Bir gazetecinin üç “silahı” çok önemlidir…
Gözlemleri, izlenimleri ve sezgileri!.. Bunun yanında etki altında
kalmamak, mesleki deformasyona uğramamak, kimsenin kapısına
bağlanmamak, hiç kimse karşısında el pençe divan durmamak,
Cem Yılmaz’ın deyişiyle asla “duygusal” takılmamak
gibi alt başlıklar da sayılabilir tabii… En büyük, en yaşamsal öğüt
ise çok uzun yıllar önce Hürriyet Gazetecisi’nin kurucusu
Sedat Simavi tarafından söylenmiştir:
-Kalemini kır ama asla satma!..
Yukarıda
sıraladıklarımın pek tabii ki egemenlerin sofralarında siftinen,
bağlandığı kapının düdüğünü öttüren, iktidara
“paydaş” olduğunu iftiharla anlatan, tetikçilik
mesleğini “gazeteci” sıfatı ardına sığınarak
gerçekleştiren, patronların iş takipçiliğine soyunan, bugün yandaş,
yanaşma, tetikçi, paydaş gibi sıfatlarla anılan muhterem medya
mensuplarıyla uzaktan yakından ilgisi yok!..
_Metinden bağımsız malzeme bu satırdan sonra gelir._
PR #2154, opened 2024-07-22
New and improved `useOverflow` algorithm

r100-stack:
## Changes

Pulled out of #2120 as PR 4 in the PR stack ([PR stack order](https://github.com/iTwin/iTwinUI/pull/2120#issuecomment-2386574990)).

As mentioned in https://github.com/iTwin/iTwinUI/issues/2112#issuecomment-2191857965, I believe the flickering is because of an infinite loop:

> `visibleCount` from our `useOverflow` internal hook changes on each resize of `iui-select-tag-container` and each resize changes the `visibleCount`.

I think this is because our `useOverflow` hook makes the assumption that all items are around the same size and thus we can take an *average*:

https://github.com/iTwin/iTwinUI/blob/4f431e59614ce50af39fc502765159efc7dd0b19/packages/itwinui-react/src/utils/hooks/useOverflow.tsx#L79

While this may work for cases like the TablePaginator, it doesn't seem to work for the ComboBox case where tags could have different widths.

Thus, `useOverflow` should be refactored to use real sizes.

---

Logic of new algorithm for `useOverflow`:
- Have a guess range for `visibleCount`. e.g. `[0, 32]` (32 is an arbitrary choice).
- Keep doubling the max guess until the container overflows.
  i.e. the max guess should always be `≥` the correct `visibleCount`.
  - With each such doubling, the new min guess is the current max guess (since underflow = we guessed low).
- Set `visibleCount` to the `maxGuess`.
- Repeat the following by calling `guessVisibleCount()` (keep re-rendering but not painting):
  - Each time the container overflows, new max guess is the average of the two guesses (since overflow = we guessed high).
  - Each time the container does not overflow, new min guess is the average of the two guesses (since underflow = we guessed low).
- Stop when the average of the two guesses is the min guess itself. i.e. no more averaging possible.
- The min guess is then the correct `visibleCount`.

Why this works:
* This approach takes the *real* widths/heights into account. So, the previous flickering is no longer there.
* Even if there are 10k items (for example), the maximum number of items we render starts from 32 and keeps doubling until we reach the first overflow. After the first overflow, the number of items we render always goes down. So, performance is not affected because we don't render any more items than needed. 
* Since this approach involves halving the guess in each render, I believe this approach is of the order of `log(n)`.

---

Others:
* `useOverflow` removes `disabled` argument since we can just conditionally render `OverflowContainer`. (https://github.com/iTwin/iTwinUI/pull/2152#discussion_r1684710209)
* `useOverflow` returns the same values that is used to return before this PR. I didn't re-implement the WIP logic where `useOverflow` returned one more than the total number of items when all items are visible. (https://github.com/iTwin/iTwinUI/pull/2152#discussion_r1684706078)

## Testing

* Remove failing unit tests since mocking `scrollWidth` and `offsetWidth` was no longer reasonable with the new algorithm implementation. Equivalent e2e already added in #2151 from the PR chain.
* Testing `overflowStart` is correct:
  * e2e test
  * Comparing the storybook `overflowStart` with a [playground](https://stackblitz.com/edit/github-wsvnha?file=src%2FApp.tsx) from `3.13.1` with the same code.
* Added an e2e to confirm that #2112 is indeed fixed.

When testing, I realized that in addition to fixing this bug, this PR also might improve performance. Specifically, the old algorithm made infinite changes in the DOM even when there is no flickering visually. But the new algorithm doesn't make these continuous DOM updates.

<p>

```jsx
import { ComboBox, Flex } from '@itwin/itwinui-react';
import React from 'react';

const App = () => {
  const data = new Array(15).fill(0).map((_, i) => ({
    label: `option ${i}`,
    value: i,
  }));
  const widths = new Array(10).fill(0).map((_, i) => 790 + i * 3);

  const [
    selectTagContainersDomChangeCount,
    setSelectTagContainersDomChangeCount,
  ] = React.useState(0);

  const observer = new MutationObserver(() =>
    setSelectTagContainersDomChangeCount((count) => count + 1),
  );

  React.useEffect(() => {
    const selectTagContainers = document.querySelectorAll(
      "[role='combobox'] + div:first-of-type",
    );
    selectTagContainers.forEach((container) => {
      observer.observe(container, {
        attributes: false,
        childList: true,
        subtree: false,
      });
    });

    return () => {
      observer.disconnect();
    };
  }, []);

  return (
    <Flex flexDirection='column' alignItems='flex-start'>
      <p data-testid='dom-changes-counter'>
        Select tag containers DOM changes: {selectTagContainersDomChangeCount}
      </p>
      {widths.slice(0, 10).map((width) => (
        <ComboBox
          key={width}
          style={{ width: `${width}px`, maxWidth: '80vw' }}
          multiple={true}
          options={data}
          value={data.map((x) => x.value)}
        />
      ))}
    </Flex>
  );
};

export default App;

```

</p>
</details> 

<details><summary>Result</summary>

Before:

Halfway through the video, I increased the throttling percentage.

https://github.com/user-attachments/assets/23d50d77-612b-44bc-91d2-3616c754c246

After:

https://github.com/user-attachments/assets/c0abb20e-0752-437b-8789-983fd8b5128b

</details> 

## Docs

* Added necessary JSDocs to explain the logic of the new algorithm and to the new props.
* Added changeset since #2112 is now fixed.

## After PR TODOs:

* [ ] Try making the tags-container in ComboBox expand back when more width is available ([#2154 (comment)](https://github.com/iTwin/iTwinUI/pull/2154#discussion_r1813408275)).
* [ ] Try reducing the number of dependencies in the `useLayoutEffect()` ([#2154 (comment)](https://github.com/iTwin/iTwinUI/pull/2154#discussion_r1813476727))


mayank99 (commented):
Before I review this, could you list out (in order) all PRs in the stack somewhere? It's a little difficult to tell at a glance which PR goes where. I'm also not sure of the current status of #2152 (it's been open for 2 months).

Also it would be good to start merging some of the earlier PRs in the stack, unless there is a strong reason to keep them around. Long-lived branches can be difficult to keep up-to-date.

packages/itwinui-react/src/utils/components/OverflowContainer.tsx
```diff
@@ -90,3 +92,222 @@ export const useOverflowContainerContext = () => {
...
+
+        setVisibleCountGuessRange([visibleCount, doubleOfMaxGuess]);
+        setVisibleCount(doubleOfMaxGuess);
+
+        return;
+      }
+
+      let newVisibleCountGuessRange = visibleCountGuessRange;
+
+      if (isOverflowing) {
```
smmr-dn, line 232: I'm wondering if we can simplify this if-else statement into one ternary such as:
```jsx
const newVisibleCountGuessRange = isOverflowing
      ? [visibleCountGuessRange[0], visibleCount]
      : [visibleCount, visibleCountGuessRange[1]];
```

packages/itwinui-react/src/utils/components/OverflowContainer.tsx
```diff
@@ -96,6 +104,224 @@ if (process.env.NODE_ENV === 'development') {
...
+  useLayoutEffect(() => {
+    if (isStabilized || isUnitTest) {
+      return;
+    }
+
+    if (
+      visibleCount !== previousVisibleCount.current ||
+      JSON.stringify(visibleCountGuessRange) !==
+        (previousVisibleCountGuessRange.current != null
+          ? JSON.stringify(previousVisibleCountGuessRange.current)
```
smmr-dn, line 294: I have the same question for this check as in [comment](https://github.com/iTwin/iTwinUI/pull/2154/files#r1806739124).

packages/itwinui-react/src/utils/components/OverflowContainer.tsx
```diff
@@ -96,6 +104,224 @@ if (process.env.NODE_ENV === 'development') {
...
+    itemsCount,
+    orientation,
+    setVisibleCount,
+    visibleCount,
+    visibleCountGuessRange,
+  ]);
+
+  const previousVisibleCount = useLatestRef(visibleCount);
+  const previousVisibleCountGuessRange = useLatestRef(visibleCountGuessRange);
+  const previousContainer = useLatestRef(containerRef.current);
```
mayank99, line 279: I'm not sure why we're using `useLatestRef` here, if we're manually changing these things in the `useLayoutEffect` anyway.

I also think these variables might not even be necessary. The `useLayoutEffect` dependency array could automatically take care of these things. To make that work, `guessVisibleCount` is what should be passed through `useLatestRef` to ensure that it doesn't re-trigger the Effect every time it changes.

And the `containerRef` shouldn't ever change. If it does, we should probably reset everything.

packages/itwinui-react/src/utils/components/OverflowContainer.tsx
```diff
@@ -96,6 +104,224 @@ if (process.env.NODE_ENV === 'development') {
...
+  );
+  const initialVisibleCountGuessRange = React.useMemo(
+    () => [0, initialVisibleCount] satisfies GuessRange,
+    [initialVisibleCount],
+  );
+
+  const [visibleCount, _setVisibleCount] =
+    React.useState<number>(initialVisibleCount);
+  const [visibleCountGuessRange, setVisibleCountGuessRange] =
+    React.useState<GuessRange>(initialVisibleCountGuessRange);
```
mayank99, line 151: This whole "range" idea feels confusing and even misleading to me. The first thing I would suggest is to use an object instead of array, so that we are not dealing with indexes.

---

Further, I think we can reduce the number of different states (while keeping the same algorithm).

There are four (three and a half?) different states right now:
1. min guess
2. max guess
3. `visibleCount`
4. `isStabilized` indicated by the "range" being `null`.

The "max guess" makes sense, but the "min guess" and `null` parts are what feel unnecessary. The "min guess" is basically the "stale" version of the "max guess", and also often overlaps with the `visibleCount`. And setting `null` also feels unnecessary — we could probably derive it from other existing states.

packages/itwinui-react/src/utils/components/OverflowContainer.tsx
```diff
@@ -96,6 +104,224 @@ if (process.env.NODE_ENV === 'development') {
...
+        const newVisibleCount =
+          typeof setStateAction === 'function'
+            ? setStateAction(prev)
+            : setStateAction;
+
+        return Math.min(newVisibleCount, itemsCount);
+      });
+    },
+    [itemsCount],
+  );
```
mayank99, line 170: This kind of wrapper makes it confusing to follow the logic, because we can't ever trust that our `setVisibleCount` call is actually setting the value that we passed. It would be better to remove this wrapper, and call `Math.min` at the place where we are setting the state.

packages/itwinui-react/src/utils/components/OverflowContainer.tsx
```diff
@@ -96,6 +104,224 @@ if (process.env.NODE_ENV === 'development') {
...
+  // - `visibleCountGuessRange`
+  // - `containerRef`
+  useLayoutEffect(() => {
+    if (isStabilized || isUnitTest) {
+      return;
+    }
+
+    if (
+      visibleCount !== previousVisibleCount.current ||
+      JSON.stringify(visibleCountGuessRange) !==
```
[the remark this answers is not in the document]
smmr-dn: Hmm, I went through the code locally and saw that the type of `visibleCountGuessRange` used to be just `[number, number]` so I just mentioned `undefined` or `null` just to clarify. The new approach makes these clear to me so I'm closing this comment :)

packages/itwinui-react/src/utils/components/OverflowContainer.tsx
smmr-dn: Closing this comment since it has been mentioned in [comment](https://github.com/iTwin/iTwinUI/pull/2154#discussion_r1806822405).

packages/itwinui-react/src/utils/components/OverflowContainer.tsx
```diff
@@ -96,6 +104,224 @@ if (process.env.NODE_ENV === 'development') {
...
+    },
+    [itemsCount],
+  );
+
+  const [resizeRef] = useResizeObserver(
+    React.useCallback(() => {
+      setVisibleCount(initialVisibleCount);
+      setVisibleCountGuessRange(initialVisibleCountGuessRange);
+    }, [initialVisibleCount, initialVisibleCountGuessRange, setVisibleCount]),
+  );
```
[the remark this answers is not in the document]
mayank99: To keep the overflow code centralized and reduce repetition, you might need a wrapper component in `OverflowContainer.tsx`.

The nested hierarchy would be something like:

```
- Breadcrumbs/ButtonGroup/etc
- OverflowContainerWrapper
  - useContainerWidth
  - OverflowContainerMain (key)
    - useOverflow
```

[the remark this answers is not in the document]
mayank99: There are two issues in that commit: `keyProp` and `refProp`. We cannot destructure these things because `key` and `ref` are not regular props; they are reserved get removed from the props object by React.

I don't see proper docs for this; the closest thing I found was the [representation of a JSX node](https://react.dev/reference/react/createElement#returns), which lists out `key` and `ref` separately from `props`. You can also verify the behavior at runtime; I believe `keyProp` and `refProp` will always be `undefined`.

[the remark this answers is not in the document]
mayank99: Another issue I've noticed is that in multi-select ComboBox, if you select enough items then make the window narrower, the tag container correctly collapses based on available width, but then when you resize it back, it doesn't expand back. Maybe this is ok, because it's a rare scenario?

To handle this correctly, we would need to move the ResizeObserver back into the ComboBox.

packages/itwinui-react/src/utils/components/OverflowContainer.tsx
mayank99: > > I recently noticed that this logic does not work properly for `Select`.
> 
> I found that this was because we weren't handling the `itemsCount` change case. Now, that case is handled where an `itemsCount` change resets the guess related variables. ([6a85122](https://github.com/iTwin/iTwinUI/commit/6a85122861515002b1d8c845b92fce4ad1f47121)).

I think we can handle this using `key` as well, and not have to maintain the `previousItemsCount` state.

<details><summary>Patch</summary>

```tsx
diff --git a/packages/itwinui-react/src/utils/components/OverflowContainer.tsx b/packages/itwinui-react/src/utils/components/OverflowContainer.tsx
index 03e28d68c..36067f912 100644
--- a/packages/itwinui-react/src/utils/components/OverflowContainer.tsx
+++ b/packages/itwinui-react/src/utils/components/OverflowContainer.tsx
@@ -53,7 +53,7 @@ type OverflowContainerProps = {
  *   );
  * };
  */
-const OverflowContainerMain = React.forwardRef((props, ref) => {
+const OverflowContainerMain = React.forwardRef((props, forwardedRef) => {
   const { itemsCount, children, overflowOrientation, ...rest } = props;
 
   const [containerRef, visibleCount] = useOverflow(
@@ -68,7 +68,7 @@ const OverflowContainerMain = React.forwardRef((props, ref) => {
 
   return (
     <OverflowContainerContext.Provider value={overflowContainerContextValue}>
-      <Box ref={useMergedRefs(ref, containerRef)} {...rest}>
+      <Box ref={useMergedRefs(forwardedRef, containerRef)} {...rest}>
         {children}
       </Box>
     </OverflowContainerContext.Provider>
@@ -103,18 +103,23 @@ const OverflowContainerOverflowNode = (
 
 const OverflowContainerComponent = React.forwardRef((props, forwardedRef) => {
-  const { overflowOrientation = 'horizontal', ...rest } = props;
+  const { itemsCount, overflowOrientation = 'horizontal', ...rest } = props;
 
   const [size, setSize] = React.useState<DOMRectReadOnly | null>(null);
   const [resizeRef] = useResizeObserver(setSize);
 
   const ref = useMergedRefs(resizeRef, forwardedRef);
 
+  const key =
+    `${itemsCount}` +
+    `${overflowOrientation === 'vertical' ? size?.height : size?.width}`;
+
   return (
     <OverflowContainerMain
       {...rest}
-      key={overflowOrientation === 'vertical' ? size?.height : size?.width}
+      key={key}
       ref={ref}
+      itemsCount={itemsCount}
       overflowOrientation={overflowOrientation}
     />
   );
@@ -278,15 +283,6 @@ const useOverflow = (
     }
   }, [isStabilized, itemsCount, maxGuess, minGuess, orientation, visibleCount]);
 
-  const [previousItemsCount, setPreviousItemsCount] =
-    React.useState(itemsCount);
-
-  // If itemsCount changes, we have to restart guessing.
-  if (itemsCount !== previousItemsCount) {
-    dispatch({ type: 'itemCountChanged', itemsCount });
-    setPreviousItemsCount(itemsCount);
-  }
-
   // Guess the visible count until stabilized.
   // To prevent flicking, use useLayoutEffect to paint only after stabilized.
   useLayoutEffect(() => {

```
</details> 

---

> This didn't work as the `useLayoutEffect` doesn't call `guessVisibleCount()` when the guess related variables change. So, I didn't implement this.
> 
> The `useLayoutEffect()` may be called a few more times because of it, I think it's alright since once it's stabilized, `guessVisibleCount()` is not called unnecessarily.

I meant to respond to this earlier: Relying on a large deps array of `useLayoutEffect` is usually an anti-pattern. One way of fixing this would be to recursively call `guessVisibleCount` in certain scenarios where we know for sure that we want to re-execute all the logic. This would be worth investigating, maybe in the future, so as to not hold up this PR for too long.

packages/itwinui-react/src/utils/components/OverflowContainer.tsx
mayank99: The reducer does make things cleaner, so I like that. I need some more time to think about the other points before I respond.

In the meantime, can you investigate the failing e2e tests?

packages/itwinui-react/src/utils/components/OverflowContainer.tsx
```diff
@@ -96,6 +157,263 @@ if (process.env.NODE_ENV === 'development') {
...
+
+      const dimension = orientation === 'horizontal' ? 'Width' : 'Height';
+      const availableSize = containerRef.current[`offset${dimension}`];
+      const requiredSize = containerRef.current[`scroll${dimension}`];
+
+      const isOverflowing = availableSize < requiredSize;
+
+      if (
+        // We have already found the correct visibleCount
+        (visibleCount === itemsCount && !isOverflowing) ||
```
mayank99, line 239: I think this comment is wrong. When `visibleCount` is `itemsCount`, it has nothing to do with "correctness". It's just an early return case because the overflow never happens.

packages/itwinui-react/src/utils/components/OverflowContainer.tsx
```diff
@@ -96,6 +157,263 @@ if (process.env.NODE_ENV === 'development') {
...
+        // if the new average of visibleCountGuessRange will never change the visibleCount anymore (infinite loop)
+        (maxGuess - minGuess === 1 && visibleCount === minGuess)
```
mayank99, line 241: Could you look through all comments to make sure they're up-to-date? `visibleCountGuessRange` doesn't exist anymore, and some of the comments below might be in the wrong place, since the related code was moved into the reducer.

packages/itwinui-react/src/utils/components/OverflowContainer.tsx
```diff
@@ -96,6 +157,263 @@ if (process.env.NODE_ENV === 'development') {
...
+        dispatch({ type: 'stabilize' });
+        return;
+      }
+
+      // Before the main logic, the max guess MUST be >= the correct visibleCount for the algorithm to work.
+      // If not:
+      // - double the max guess and visibleCount: since we need to overflow.
+      // - set min guess to current visibleCount: since underflow means correct visibleCount >= current visibleCount.
+      if (maxGuess === visibleCount && !isOverflowing) {
+        dispatch({ type: 'shiftGuessRangeForward' });
```
mayank99, line 252: When does this condition happen? i.e. what are the values for `visibleCount`, `minGuess`, and `maxGuess` when this `if`-condition matches?

packages/itwinui-react/src/utils/components/OverflowContainer.tsx
```diff
@@ -96,6 +157,263 @@ if (process.env.NODE_ENV === 'development') {
...
+
+      let newMinGuess = minGuess;
+      let newMaxGuess = maxGuess;
+
+      if (isOverflowing) {
+        // overflowing = we guessed too high. So, new max guess = half the current guess
+        newMaxGuess = visibleCount;
+      } else {
+        // not overflowing = maybe we guessed too low? So, new min guess = half of current guess
+        newMinGuess = visibleCount;
```
mayank99, line 264: I'm not sure when this condition would hit. We already check for `!isOverflowing` above. What is the difference between the two conditions, and when does this one match?

packages/itwinui-react/src/utils/components/OverflowContainer.tsx
```diff
@@ -96,6 +157,263 @@ if (process.env.NODE_ENV === 'development') {
...
+      }
+
+      // Next guess is always the middle of the new guess range
+      const newVisibleCount = Math.floor((minGuess + maxGuess) / 2);
```
mayank99, line 268: I'm not sure that this calculation is right. It's still using the old `minGuess` and `maxGuess` values, so it wouldn't even change (since the old `visibleCount` likely was already in the middle).

packages/itwinui-react/src/utils/components/OverflowContainer.tsx
```diff
@@ -96,6 +157,263 @@ if (process.env.NODE_ENV === 'development') {
...
+
+      // If newVisibleCount is 0 (impossible state as min is 1), end guessing
+      if (newVisibleCount === 0) {
+        dispatch({ type: 'stabilize' });
+        return;
```
mayank99, line 273: Why do we need to handle this case again randomly here? Shouldn't it already be handled by one of the `if` checks earlier?

packages/itwinui-react/src/utils/components/OverflowContainer.tsx
mayank99: The only remaining suggestion I have is to split the `"update"` action into two.

```jsx
if (isOverflowing) {
  // overflowing = we guessed too high. So, decrease max guess
  dispatch({ type: 'decreaseMaxGuess' });
  return;
} else {
  // not overflowing = maybe we guessed too low? So, increase min guess
  dispatch({ type: 'increaseMinGuess' });
  return;
}
```

All the other code could be moved into the reducer, since we already have the old state values there.

packages/itwinui-react/src/utils/components/OverflowContainer.tsx
mayank99: After all the recent changes, I feel good about this. The reducer makes things a lot easier to understand, since it abstracts multiple states into well-named actions. 👍

mayank99 (approved):
LGTM. Sorry about the extra-prolonged review cycles 😅

smmr-dn (approved):

PR #2161, opened 2024-07-23
Fixes virtualized `Table` empty content

Ben-Pusey-Bentley:
## Changes

Fixes the virtualized `Table` components `emptyTableContent` value. This is done by making sure that the `<div>` meant to wrap around the virtual items is only added when there is data being passed into the `Table`, since this `<div>` has a height of 0 when there are no virtual items, causing the `emptyTableContent` to not display.

## Testing

Updated the e2e test for empty virtualized table to check for the `emptyTableContent`. Also tested with this code in the vite playground: 
```tsx
import { Table } from '@itwin/itwinui-react';
import { Column } from '@itwin/itwinui-react/react-table';

const App = () => {
  type CustomStoryDataType = {
    name: string;
    description: string;
  };

    () => [
      {
        id: 'name',
        Header: 'Name',
        accessor: 'name',
      },
      {
        id: 'description',
        Header: 'Description',
        accessor: 'description',
        maxWidth: 200,
      },
    ],
    [],
  ) satisfies Column<CustomStoryDataType>[];

  return (
    <Table<CustomStoryDataType>
      columns={columns}
      data={[]}
      enableVirtualization={true}
      isLoading={false}
      emptyTableContent='No data.'
    />
  );
};

export default App;

```

## Docs

Added patch react changeset.

### DIFF
--- a/.changeset/quiet-kangaroos-teach.md
+++ b/.changeset/quiet-kangaroos-teach.md
@@ -1,0 +1,5 @@
+---
+'@itwin/itwinui-react': patch
+---
+
+Fixed issue where `emptyTableContent` would not appear on virutalized `Table` components.
--- a/packages/itwinui-react/src/core/Table/Table.tsx
+++ b/packages/itwinui-react/src/core/Table/Table.tsx
@@ -1153,7 +1153,7 @@ export const Table = <
           }
         >
           <ShadowRoot>
-            {enableVirtualization ? (
+            {enableVirtualization && data.length !== 0 ? (
               <div
                 style={{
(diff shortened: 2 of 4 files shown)


mayank99 (approved):
LGTM!

Ben-Pusey-Bentley:
> LGTM!

Should I also add Jon as a reviewer and get his approval for this since Rohan is currently out, or is it fine to merge this with one approval?

mayank99 (commented):
Lets merge it. This is purely React so Jon wouldn't be much help here.

PR #2163, opened 2024-07-23
use only `layout` containment in virtualizers

mayank99:
## Changes

This fixes horizontal scroll in virtualized `Table`.

My understanding is that when using [`paint` containment](https://css-tricks.com/lets-take-a-deep-dive-into-the-css-contain-property/#aa-paint-containment), the browser does not paint any elements that are overflowing or aren't initially visible. Removing it fixes the issue. (`contain: strict` is short for `contain: layout paint size`). I wanted to use `contain: layout size` but it was causing issues in Firefox, so I went with only `contain: layout`. This does mean we lose the performance benefits of `contain: size`, but at least the layout is isolated.

**Note**: I also made the change in `ComboBox` and `Tree`, since all three components are supposed to work similarly (and it might help with [horizontal scroll issues in `Tree`](https://github.com/iTwin/iTwinUI/discussions/2146)).

**Note 2**: I also added `position: relative`. This is supposed to be implied when using `contain`, but I noticed some [weird behavior in Safari](https://github.com/user-attachments/assets/d178d7c6-9857-47c1-af71-d1c4e410a7a1) which gets fixed when using it explicitly.

## Testing

Manually tested that the [Full2 story](https://itwin.github.io/iTwinUI/2163/react/?story=table--full2&theme=dark) looks fine.

Updated the existing visual test to take a screenshot after horizontally scrolling.

## Docs

Added changeset.


Ben-Pusey-Bentley (approved):
LGTM! I have tested out the `Tree` issues with this, and this should help. Will also need to remove the `width: 100%` from the `Tree` virtual items and make some other adjustments to the virtualized `Tree`. Currently, when I can get the horizontal scroll to appear, it appears on the table itself instead of the container like the user wants. Video: 

https://github.com/user-attachments/assets/d73bfd4f-a3e6-4135-9ea8-c92ec56ed74f

Will work some more on this and create a new PR once the fix is ready.

PR #2166, opened 2024-07-23
move `contain` to virtual-scroll parent

mayank99:
## Changes

Builds upon #2165. Handles a TODO item from #2092.

Instead of `contain: layout` being set on the internal virtualizer element, it is now set on the parent element, just as originally intended.

The reason we're able to make this change now is that we no longer use `contain: size`, which was causing the parent element to sometimes collapse to 0x0 dimensions. `contain: layout` does not affect size, so it is safe to use on the outer element.

I also added `background-color` after reading [this](https://css-tricks.com/lets-take-a-deep-dive-into-the-css-contain-property/#aa-an-interesting-accidental-discovery). While `Tree` and `ComboBox` already have a `background-color` specified in CSS, this becomes useful for `Table` whose body doesn't have a background.

## Testing

Manually tested the stories of all three components and inspected them in dev-tools to verify that `:host` styles are present.

I didn't notice any difference in behavior, though I admittedly haven't tried to measure performance before/after these changes.

## Docs

N/A. Not sure that this needs a changeset?

### DIFF
--- a/packages/itwinui-react/src/core/ComboBox/ComboBoxMenu.tsx
+++ b/packages/itwinui-react/src/core/ComboBox/ComboBoxMenu.tsx
@@ -58,7 +58,7 @@ const VirtualizedComboBoxMenu = (props: React.ComponentProps<'div'>) => {
     );
   }, [focusedIndex, menuRef]);
 
-  const virtualizer = useVirtualScroll({
+  const { virtualizer, css: virtualizerCss } = useVirtualScroll({
     // 'Fool' useVirtualScroll by passing length 1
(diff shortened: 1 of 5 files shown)


Ben-Pusey-Bentley (approved):
LGTM. The performance seems to be almost identical for the virtualized `Table` before and after this specific PR. Makes more sense to me for the `contain` style to be on the parent instead of the virtualized element. Video of performance(First is this PR, second is main):

https://github.com/user-attachments/assets/a891c595-d9b2-4f48-8213-793bd3208d5a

Sözünü ettiğim, gazeteciliğin temel ve evrensel değerlerine sahip,
kalemini asla kiralamayan, satmayan, iktidar ve gücün önünde
eğilmeyen, sevgili Mustafa Balbay’ın sözleriyle
“gözünü budaktan, sözünü dudaktan sakınmayan” aklıyla yüreğini her
türlü ahval ve şerait altında dahi dengede tutmayı bilen saygın,
yurtsever, dürüst gazeteciler; yukarıda sıraladıklarım onlar için
geçerli!..
-Dürüst ve ahlaklı olmak, yukarıdaki koşullara uymak
kaydıyla!..
Çünkü ilk kez bu kadar raydan çıkmış, bu kadar gergin, bu denli “çamur at izi kalsın” mantığıyla yürütülen bir seçim süreci yaşıyoruz!.. Bir çok şaibeli, gergin, sert hatta kavgalı seçimler görmedik mi, gördük tabii…
-Ancak bu seçim tümüne rahmet okuttu, okutuyor!..
Mesela daha önce ben hiç cami şerefesinden iktidar partisinin amblemini taşıyan bir bayrak sallandırıldığ...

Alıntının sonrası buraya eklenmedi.